A data labeling tool written in Flask. Created for Teknofest 2024 Turkish Natural Language Processing Competition.
- Installation
- Usage
- Features
- License
- Libraries
- Recommendation
- Screenshots
- Folder Structure
- Clone the repository and Change Directory
$ git clone https://github.com/HEZARTECH/hezartech-data-preprocessing-app
# or
$ gh repo clone HEZARTECH/hezartech-data-preprocessing-app
#and
$ cd hezartech-data-preprocessing-app
- Install the required dependencies
# Note: you can try `pip3` if `pip` is not working for you.
$ pip install -r requirements.txt
- Set up the environment variables
# Note: you can try `python3` if `python` is not working for you.

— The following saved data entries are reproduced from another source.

PR #859, opened 2025-07-22
ci: add forge benchmarks support in llvm

antonbaliasnikov:
# Code Review Checklist

## Purpose

Add forge benchmarks support with each LLVM commit.

### DIFF
--- a/.github/workflows/forge-benchmarks.yaml
+++ b/.github/workflows/forge-benchmarks.yaml
@@ -1,0 +1,24 @@
+name: Forge benchmarks
+
+on:
+  workflow_dispatch:
+    inputs:
+      solx-version:
+        description: 'Prebuilt `solx` version to use. For example: `0.1.0` without `v` prefix. If empty, `solx` will be built.'
+        required: false
+        default: ''
+      llvm-ref:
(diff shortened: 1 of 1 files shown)


hedgar2017:
Hey @antonbaliasnikov, what is it with the LNT workflow?

hedgar2017 (changes requested):
I believe we should be publishing raw *.xslx files without archives, so it's easy to open, especially on mobile devices.
Please let me know if it's difficult to do now, so we'll finish it when my tool is ready.

antonbaliasnikov:
> I believe we should be publishing raw *.xslx files without archives, so it's easy to open, especially on mobile devices. Please let me know if it's difficult to do now, so we'll finish it when my tool is ready.

@hedgar2017 , unfortunately it's not possible with GitHub Actions. It's always .zip.

This is also the problem why we can't publish HTML reports just to open them in a new tabs, etc.
It's a stupid github actions restriction.

antonbaliasnikov:
> Hey @antonbaliasnikov, what is it with the LNT workflow?

Fixed today in CI repo, it should pass now.

hedgar2017 (approved):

$ python scripts/make_dotenv.py # please just press enter for all inputs
Note: we have a guest account for database:
Email: misafir@hezartech.com
Password: deneme123
P.S: You will se that when make_dotenv.py
finished. ;)
But if you want to create a new user you can use simply:
$ python utils.py # It'll call the method from scripts/make_user.py
- Run the application
$ python app.py
- If you want to use as desktop app:
$ python desktop.py
-
Upload a dataset
-
Clean the dataset
-
Label the dataset
-
Export the labeled dataset
- Upload a data file
- Clean the data
- Label the dataset with NER based labelling editor.
- Export the just claned/cleaned and labeled dataset.
This project is licensed under the Apache 2.0 License. See the LICENSE file for details.
If you want to look to the important files, here is a list:
./scripts/make_dotenv.py
./scripts/make_user.py
./app.py
./utils.py
./desktop.py
And if you want to try system with example data file.
You can use the example_upload_file/TurknetDestek.csv
.
- Flask
- Flask-Cors
- Werkzeug
- MongoDB
- Requests
- PyMongo
- PyWebView
- Pandas
- OpenPyXL
- Python-Dotenv
- Bcrypt
- PwInput
.
├── app.py # Main app file
├── desktop.py # Webview desktop app
├── LICENSE.md # our apps LICENSE
├── README.md # This file
├── requirements.txt # for install required libraries
├── responses.py # For `app.py`
├── screenshots # For `README.md`
│ ├── clean_dataset.png
│ ├── export_dataset.png
│ ├── homepage.png
│ ├── label_dataset.png
│ ├── label_dataset_editor.png
│ ├── login.png
│ └── upload_dataset.png
├── scripts # For setup
│ └── make_dotenv.py
├── static # For `app.py`
│ ├── css
│ │ └── login.css
│ ├── HEZARTECH.png
│ ├── HEZARTECH_HORIZONTAL.png
│ ├── js
│ │ └── label_editor.js
│ ├── robots.txt
│ └── uploads # Exaple uploads
│ ├── 20240622172322_sikayet_var.csv
│ └── clean_data
│ ├── 20240622172322_sikayet_var.csv
│ ├── 20240622172322_sikayet_var.json
│ └── 20240622172322_sikayet_var.xlsx
├── templates # For `app.py`
│ ├── base.html
│ ├── clean_dataset.html
│ ├── export_dataset.html
│ ├── index.html
│ ├── label_dataset.html
│ ├── label_dataset_editor.html
│ ├── login.html
│ └── upload_dataset.html
├── utils.py # For `app.py`
└── wsgi.py # Alternate to `app.py` import app variable from `app.py` and run the server.